'Just tell me.'
He shrugged. 'It's something I have to do, that's all.'
'You want to make the world a better place to live in?' I suggested.
'Something like that.' He frowned. 'What kind of deal is this, Beaumont? I'm here because I'm pissed as hell, and you sit there making fun of me.'
'I'm not making fun of anybody, Kramer. I've never been more serious in my life.'
Reluctantly, Kramer settled back in the booth, holding his cup while he studied me warily. He said nothing.
'And how long do you plan to be in homicide?' I asked.
'Me? As long as it takes.'
'As long as it takes for what?'
'To be promoted out.' At least we had cut through the bullshit. He was being honest.
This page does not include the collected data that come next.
PR #3059, opened 2015-04-25
fix race conditions around sending attachments.

### LINKED ISSUE #3051: Thumbnails not rendering
Built a RC and tried sending a few images.  This happens every so often, where the entire message bubble (except for the arrow) fails to render:

glide-sucks

mcginty:
There appeared to be multiple race conditions leading to the issues in #3051.

First, we needed to wait until the thumbnail for the draft attachment is generated before sending so it can be passed through to be inserted into the PartDatabase properly. Otherwise, we get a race that generates two thumbnails and takes *way* more memory.

Second, it seems like there's a race between the message being inserted into MmsDatabase and the parts being inserted into the part database. The CursorLoader would get notified that the dataset changed underneath it, and if the parts weren't inserted into the database by the time the listview refreshed, there would be no media slides available. To fix this, I just threw the message insertion into a transaction so we can still get the messageId properly, but the data set change event isn't triggered until the parts also exist.

As sugar on top, I think it will be better to show an error indicator in a message instead of just a little triangle tick, so did that too.

### DIFF
--- a/src/org/thoughtcrime/securesms/database/MmsDatabase.java
+++ b/src/org/thoughtcrime/securesms/database/MmsDatabase.java
@@ -749,15 +749,21 @@ public class MmsDatabase extends MessagingDatabase {
 
     contentValues.put(PART_COUNT, PartParser.getSupportedMediaPartCount(body));
 
-    long messageId = db.insert(TABLE_NAME, null, contentValues);
+    db.beginTransaction();
+    try {
+      long messageId = db.insert(TABLE_NAME, null, contentValues);
 
-    addressDatabase.insertAddressesForId(messageId, headers);
-    partsDatabase.insertParts(masterSecret, messageId, body);
+      addressDatabase.insertAddressesForId(messageId, headers);
+      partsDatabase.insertParts(masterSecret, messageId, body);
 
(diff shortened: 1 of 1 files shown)


moxie0:
The data set change shouldn't be triggered until we manually call notifyDataSetChanged.  I don't see how a transaction changes that?

Also, wasn't the part database thumbnail storage explicitly about doing lazy thumbnail generation in a memory safe way? In any case, seems very wrong for the thumbnail *view* to be the thing that populates a message.

mcginty:
commenting out the notifyConversationListeners in `insertMediaMessage` still leads to a refresh in the conversation list, so there's still a dataset change event that seems to be causing this race case. I think I'm going to break this PR into the race case and then a proposed cleaning up of the thumbnail stuff separately.

moxie0:
Are you sure that's the source of the bug then? My understanding is that a DB insert shouldn't have any effect on content observers unless they're explicitly notified. If that's incorrect, we should stop notifying them manually.

mcginty:
Well, I guess the general point is that it doesn't matter where or when the content observer notification happens, anything like a delivery notification could cause it. When it does happen, the list will refresh regardless of any ongoing DB operations, and if it refreshes at just the right time we'll get a state where there's an MMS message in the DB without its parts.

PR #3081, opened 2015-04-29
fix: issue 3027 (incomming bubble end at screen right border)

mderosa:
I just added a margin to the incoming bubble on its right side (50dp) . That may not be the right size for your grid(?) but I left it at that as it seems to accord with your intent  (assumed from the conversation _bubble_incomming.xml file) and just eye-ing the screen seems to balance the left hand image.
I also added an edit mode check to the ConversationItem view class so that it will be viewable in the designer. Being able to view layouts in the designer helps me to debug  faster -- so I left that check code in. You may feel the same way; otherwise just delete the check code.


rhodey:

mcginty:
already fixed, thanks!

PR #3033, opened 2015-04-22
QuickContact in GroupMembersDialog

chr1shaefn3r:
Added onClickListener to the GroupMembersDialog which gives the same functionality as taps on avatars.

Fixes #2837

PR #3088, opened 2015-04-29
fix click listener NPE on group members dialog

mcginty:
found while testing the appcompat v22, but has existed probably forever?


McLoo:
Or maybe #3033 for a more useful tap handling 😉

mcginty:
Ah! I missed that PR. Let me close this one and add a milestone to #3033

Issue #2550, opened 2015-03-01
HTC bug - "System UI has stopped unexpectedly. Would you like to tell HTC?"


krasnoj:
Hi!
Cell phone Android 4.0.3, HTC Rhyme
When I start TextSecure the System first crashes with "Default Lock Screen" and then with SystemUI closes unexpectedly (German: "SystemUI wurde unerwarted beendet"). Then the header line including the clock disappears and the SystemUI is started again with the clock. 
This happens every time I start TextSecure. I already tried to reinstall and reflash the cell phone. But the problem still occurs.
If you need any additional information, just tell me what you need.

Cheers.

mcginty:
@krasnoj please include a debug log

krasnoj:
The build in log functionality is attached to https://gist.github.com/anonymous/024d4c3efd302572cbc8

But there is nothing usefull in this logfile. And yes I posted the whole logfile (using the   and TextSecure was open while the SystemUI crashed.

I posted under <http://debianforum.de/forum/pastebin.php?mode=view&s=38354> a larger logfile made with a third party app. The log file should be complete. Just the entries with "WifiStateMachine" have been filtered by me.

moxie0:
looks like a ROM bug

On 03/02/2015 03:18 PM, krasnoj wrote:
> The build in log functionality is attached to
> https://gist.github.com/anonymous/024d4c3efd302572cbc8
> 
> But there is nothing usefull in this logfile. And yes I posted the whole
> logfile (using the and TextSecure was open while the SystemUI crashed.
> 
> I posted under
> http://debianforum.de/forum/pastebin.php?mode=view&s=38354 a larger
> logfile made with a third party app. The log file should be complete.
> Just the entries with "WifiStateMachine" have been filtered by me.
> 
> —
> Reply to this email directly or view it on GitHub
> <https://github.com/WhisperSystems/TextSecure/issues/2550#issuecomment-76848979>.
> 

-- 
http://www.thoughtcrime.org

rhodey:
I'm unable to reproduce this and agree that this seems like a ROM bug. If you're running into this issue on a very popular non-stock Android ROM then it might be worth looking into a fix but in general we want to remain focused on compatibility with stock Android.

krasnoj:
Hi!

I just want to mention that the Bug occurs with the official upgrade for the HTC Rhyme cell phone. So there is no third party software involved.

Steps I did:
[...]

PR #3089, opened 2015-04-29
Upgrade to AppCompat v22.1

mcginty:
Had to expedite this transition because a clean build no longer works if you don't have a previous cached version of `material-dialogs`.

1) update material-dialogs to fix build
2) change to AppCompat autocomplete and fix visual bug in GB

Manually tested on GB and Lollipop, going through the settings, conversation, and group interactions, and @rhodey has been testing AppCompat v22 on TestObject with no crashes.

AppCompat v22 will allow for the possibility of dropping our `material-dialogs` dependency, and normalizing the EditText and Button views across platforms thanks to their new widgets.

### DIFF
--- a/build.gradle
+++ b/build.gradle
@@ -40,14 +40,14 @@ dependencies {
     compile 'com.github.chrisbanes.photoview:library:1.2.3'
     compile 'com.github.bumptech.glide:glide:3.5.2'
     compile 'com.makeramen:roundedimageview:1.5.0'
-    compile ('com.afollestad:material-dialogs:0.6.4.7') {
+    compile ('com.afollestad:material-dialogs:0.7.3.1') {
         exclude module: 'appcompat-v7'
         exclude module: 'recyclerview-v7'
         exclude module: 'support-annotations'
     }
 
     compile 'com.soundcloud.android:android-crop:0.9.10@aar'
-    compile 'com.android.support:appcompat-v7:21.0.3'
+    compile 'com.android.support:appcompat-v7:22.1.1'
     compile 'com.android.support:recyclerview-v7:21.0.3'
     compile 'com.melnykov:floatingactionbutton:1.1.0'
     compile 'com.google.zxing:android-integration:3.1.0'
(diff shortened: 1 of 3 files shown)


rhodey:
give me ~30 minutes and I'll merge this into my espresso-tests branch and run it though a dozen devices on TestObject so we can feel better about no crashes. as I understand it, extra attention should be given to LG and Samsung devices, right @mcginty? Any other especially crashy devices?

rhodey:
up and running, this could take awhile though >> https://app.testobject.com/#/share/78dfa82d-f608-4267-8970-acf83e1ac5a1/suite-report

agrajaghh:
@mcginty I could replace all the material-dialogs with [android.support.v7.app.AlertDialog](https://developer.android.com/reference/android/support/v7/app/AlertDialog.html) except the `ProgressDialog`s,  are you okay with it?

rhodey:
I ran a bunch of espresso tests on 11 devices and found no (new) crash bugs, I say new because `HTC EVO 3D` still crashes its lock screen process as documented in #2550, also HTC still fails a bunch of tests related to contact number comparison.

One new thing I noticed from these tests is that the contact filter in `NewConversationActivity` seems to behave differently on different devices. I need to add 2 more tests to be certain of this but for the contact `agrajaghh` all devices I've ever used will match on `jag`, but many of the devices I tested on don't. Anyways, almost certainly unrelated to the v22 update but I can't be certain because I don't have the cached dependencies to build master.

My only concern with merging this is that 2 out of ~500 tests failed with the error message `Instrumentation run failed due to 'Process crashed.'`, both these tests were on a `Fairphone` running 4.2.2 and for some reason the adb logs for this test are empty. I sent a support request to TestObject to see if they have any idea why the logs are empty. The tests that fail both involve enabling app protection and then setting a passphrase. Strangely, test `testChangePassphrase` succeeds which itself involves first enabling app protection, setting a passphrase, and then changing the passphrase, so this is probably just some bug with the testing infrastructure or the device.

agrajaghh:
@rhodey You could use `localMaven()` and build material-dialogs 0.6.4.7 yourself (or I could provide the aar/pom?) if you want to be sure and compare against master?

rhodey:
I updated my test suite and ran another set of tests in attempt to confirm the strange `NewConversationActivity` contact filter behavior, this went well. Additionally the two tests that before failed on `Fairphone` passed this time, no crashes :).

Unfortunately the Espresso test framework simply doesn't work for newer devices so we have no tests for that beyond our own personal devices, however I now feel that we can safely merge this without introducing new crash bugs. So, LGTM.

mcginty:
Merged to `2.14.0` branch.

PR #3105, opened 2015-05-04
smarter MMS logic, more chance of success

mcginty:
Instead of using only the Lollipoop API on Android > v21 (typo, but I will not change it given our success rate with that API), we'll use the legacy API with a couple changes after looking 

1. Utilize the hidden API `requestRouteToHostAddress` that takes an `InetAddress` (IPv6-capable) instead of a forced IPv4 integer-encoded address. Will fallback to the IPv4 one if reflection fails for whatever reason.
2. If on Lollipop and our manual MMS code doesn't work, will try to use the Lollipop API and give it 60 seconds instead of 30, since I did run into the timeout not being long enough in certain conditions and I'm thinking maybe it just wasn't long enough for some carriers.


moxie0:
looks reasonable to me

mcginty:
pushed to 2.14.0 branch

PR #3107, opened 2015-05-05
don't update the recent emoji tab while it is open

### LINKED ISSUE #3101: update emoji order after closing
With the last update, the emoji drawer changes the order of emojis in the recently used every time you use one. So it is kind of difficult to use the same emoji twice (you can't just tap twice as the emoji moves after the first tap). It would be more intuitive if the order was updated after the drawer is closed and reopened, and not "live" as it's being done now.
Did I explain it well?

rhodey:
don't update the recent emoji tab while it is open

Fixes #3101
// FREEBIE

### DIFF
--- a/src/org/thoughtcrime/securesms/ConversationActivity.java
+++ b/src/org/thoughtcrime/securesms/ConversationActivity.java
@@ -324,7 +324,7 @@ public class ConversationActivity extends PassphraseRequiredActionBarActivity
   @Override
   public void onBackPressed() {
     if (emojiDrawer.isPresent() && emojiDrawer.get().getVisibility() == View.VISIBLE) {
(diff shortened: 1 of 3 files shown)


moxie0:
It's hard for me to follow what's going on here, but this seems like a tipping point to me. I think the whole thing needs to be refactored into a more sane MVC approach.

rhodey:
agreed, I wanted to bulldoze all this but instead tried to keep with the existing style. I would like if this was at least left open until the refactoring can be done and if for some reason that takes awhile we could merge this in the meantime.

moxie0:
i think this is a little too hacktastic to merge, and @mcginty is working on emoji this week, so i'm going to close this

PR #3112, opened 2015-05-05
consider search query when selecting all threads

### LINKED ISSUE #2996: "There are four lights!" or How conversation list's 'select all' disregards search results
1. Go to your conversation list
2. Search for some subset of your conversations
3. Tap and hold to select at least one of the conversations from the search results
4. Now tap 'select all' from the top right corner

'So you see homicide as a stepping-stone to bigger and better things?'
'There's nothing wrong with the,' Kramer said defensively.
'I never said there was. What were you doing seventeen years ago?'
'Seventeen years ago?' He laughed. 'I was thirteen and in the eighth grade down in Tumwater. What does that have to do with the price of peanuts?'
'Because seventeen years ago, I was just starting out in homicide. Fresh up from robbery, same as you are now.'
'So?'
'It's my life's work, Kramer. I've never wanted to do anything else. I never saw homicide as a springboard. I do the job. I like it. I'm good at it.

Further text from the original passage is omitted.